RECORD EXCERPTS section start

PR #1250, opened 2018-12-04
Use xcconfig for CrashLib

MatkovIvan:


CrashLib/CrashLib.xcodeproj/project.pbxproj
```diff
@@ -650,333 +729,69 @@
...
-				CODE_SIGN_STYLE = Automatic;
-				COMBINE_HIDPI_IMAGES = YES;
-				DEBUG_INFORMATION_FORMAT = dwarf;
-				DEFINES_MODULE = YES;
-				DEVELOPMENT_TEAM = "";
-				DYLIB_COMPATIBILITY_VERSION = 1;
-				DYLIB_CURRENT_VERSION = 1;
-				DYLIB_INSTALL_NAME_BASE = "@rpath";
-				FRAMEWORK_VERSION = A;
 				INFOPLIST_FILE = CrashLib/Info.plist;
```
clpolet: I was just wondering why `INFOPLIST_FILE` and `PRODUCT_BUNDLE_IDENTIFIER` are kept in the project configuration?

CrashLib/Config/CrashLib.xcconfig
```diff
@@ -0,0 +1,16 @@
+#include "../../Config/App.xcconfig"
+
+PRODUCT_NAME = $(TARGET_NAME)
+MS_SIM_ARCHS = x86_64
```
ElektrojungeMS: I think we need to add `i386` for now.

CrashLib/CrashLib.xcodeproj/project.pbxproj
MatkovIvan: The settings like team, provision profile, etc are ignored because it's easier to maintain it from the editor

PR #1252, opened 2018-12-05
Remove http calls suspending

MatkovIvan:

## Description

Align the behavior with Android SDK. It should not have any visible impact on customers.

### DIFF
--- a/AppCenter/AppCenter/Internals/Ingestion/MSHttpIngestion.m
+++ b/AppCenter/AppCenter/Internals/Ingestion/MSHttpIngestion.m
@@ -58,7 +58,7 @@ static NSString *const kMSPartialURLComponentsName[] = {@"scheme", @"user", @"pa
 
     // Set query parameter.
     [queryStrings
-        enumerateKeysAndObjectsUsingBlock:^(id _Nonnull key, id _Nonnull queryString, __attribute__((unused)) BOOL *_Nonnull stop) {
+        enumerateKeysAndObjectsUsingBlock:^(id _Nonnull key, id _Nonnull queryString, __unused BOOL *_Nonnull stop) {
           [queryStringForEncoding
               appendString:[NSString stringWithFormat:@"%@%@=%@", [queryStringForEncoding length] > 0 ? @"&" : @"", key, queryString]];
         }];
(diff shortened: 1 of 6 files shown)


ElektrojungeMS:
The code change itself looks good. This new behavior is what we intended to do and we have confirmed it works as intended, correct?

clpolet:
@MatkovIvan Are we sure that a suspended http task ignores incoming response from servers while suspended? Can we test that with `OHHttpStubs`, not sure?

MatkovIvan:
@jaelim-ms It doesn't checks network connection. It checks the **error** if it's caused by network connection. What more suspiciously here is the check of http status code (only 200 is successful instead of 2xx), but it can be fixed in the separate PR

@clpolet The target of the PR is aligning the behavior with Android SDK. I didn't face with this issue during testing. It's a decision from you and Jae, right?

jaelim-ms:
@clpolet That's caused by [this line](https://github.com/Microsoft/AppCenter-SDK-Apple/blob/3d5be7fe8c17a563fcc044794d86ea7902fb8f7b/AppCenter/AppCenter/Internals/Ingestion/MSIngestionCall.m#L84). We suspended ongoing calls before, it won't pause Ingestion from the method when network is already down.
Now we are not suspending ongoing calls, it could get results or errors after network is down and pause Ingestion if an error is caused by network down while Ingestion is already paused.
@MatkovIvan I think you can simply remove the line.

jaelim-ms:
I spent more time to see if the suggestion fixes the issue but it still have the issue.
After removing the line, I still see OneCollector ingestion that is paused twice but I could only see AppCenter ingestion that is paused only once. We probably need more investigation on it since `networkStateChanged` is called multiple times (2 - 4 times).

jaelim-ms:
Sorry for wrong commits.

MatkovIvan:
This is an reachability issue, it sends 3 events when the network is lost

```
2018-12-07 11:28:29.041752+0300 SasquatchPuppet[33797:4529950] Reachability Flag Status: -- ------- networkStatusForFlags
2018-12-07 11:28:29.041854+0300 SasquatchPuppet[33797:4529950] Reachability Flag Status: -R ------- networkStatusForFlags
2018-12-07 11:28:29.043302+0300 SasquatchPuppet[33797:4529950] Reachability Flag Status: -- ------- networkStatusForFlags
```

jaelim-ms:
We need to file a bug for reachability issue and fix it separately. However, the line that I mentioned above should be removed.

clpolet:
Also about "only 200 is successful instead of 2xx", it's definitely another topic. Of course they mean success but they shouldn't be handled the same way all together.

clpolet:
I just found another error code we can add to the "there is no network detection": -1005:
```
2018-12-07 15:26:36.304559-0800 SasquatchPuppet[637:122483] Task <6A9D2735-FA98-41A8-A1A3-74AC7CBCE197>.<7> finished with error - code: -1005
2018-12-07 15:26:36.320069-0800 SasquatchPuppet[637:122559] [AppCenter] DEBUG: -[MSHttpIngestion sendCallAsync:]_block_invoke/209 HTTP request error with code: -1005, domain: NSURLErrorDomain, description: The network connection was lost.
```
It's small enough so we can add it to this PR I think.

MatkovIvan:
@clpolet I've left `TODO` for 2xx. JFYI Android SDK handles all 2xx in the same way:

https://github.com/Microsoft/AppCenter-SDK-Android/blob/0659771e486ecfe1886076714c04e81cb0fc73af/sdk/appcenter/src/main/java/com/microsoft/appcenter/http/DefaultHttpClientCallTask.java#L276

PR #1254, opened 2018-12-06
Cleanup build scripts

MatkovIvan:
* [ ] Did you add unit tests?

## Description

Remove tons of duplicated code.


jaelim-ms:
The purpose of this change is to extract part of duplicated script in the files but this change keeps all of those and only splits the build script files.
iOS, macOS, tvOS as a platform and a list of SDK could be passed to a single shell script as parameters.
Only part that you need to extract is [this](https://github.com/Microsoft/AppCenter-SDK-Apple/blob/develop/Scripts/AppCenter/build-appcenter-ios-framework.sh#L3-L45).

Scripts/AppCenter/build-appcenter-ios-framework.sh
```diff
@@ -1,88 +1,10 @@
...
-# Lipo the binaries that were built with various Xcode versions.
-env DEVELOPER_DIR="${MS_ARM64E_XCODE_PATH}" lipo -create "${LIB_IPHONEOS_TEMP_DIR}/lib${FMK_NAME}.a" "${LIB_IPHONEOS_FINAL}" -output "${LIB_IPHONEOS_FINAL}"
-fi
-
-echo "Use arm64e Xcode and lipo -create the fat binary."
-env DEVELOPER_DIR="$MS_ARM64E_XCODE_PATH" lipo -create "${LIB_IPHONEOS_FINAL}" "${SIMULATOR_DIR}/lib${FMK_NAME}.a" -output "${INSTALL_DIR}/${FMK_NAME}"
-
-#End of arm64e code block.
-fi
+source $(dirname "$0")/../build-ios-framework.sh AppCenter
```
clpolet: Any reasons not to just use `./` instead of `$(dirname "$0")` in these script?

guperrot: The latter would allow you to run the script from another directory I guess.

MatkovIvan: The current directory isn't `Scripts/AppCenter`

MatkovIvan:
@jaelim-ms As discussed in Slack, this part is different for each platform too.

RECORD EXCERPTS section end

● **REQUIRED WORK**
Lines that contain "another" are the result; find them in the entries above and copy each one.

● **OUTPUT OF THE TASK**
Also about "only 200 is successful instead of 2xx", it's definitely another topic. Of course they mean success but they shouldn't be handled the same way all together.
I just found another error code we can add to the "there is no network detection": -1005:
guperrot: The latter would allow you to run the script from another directory I guess.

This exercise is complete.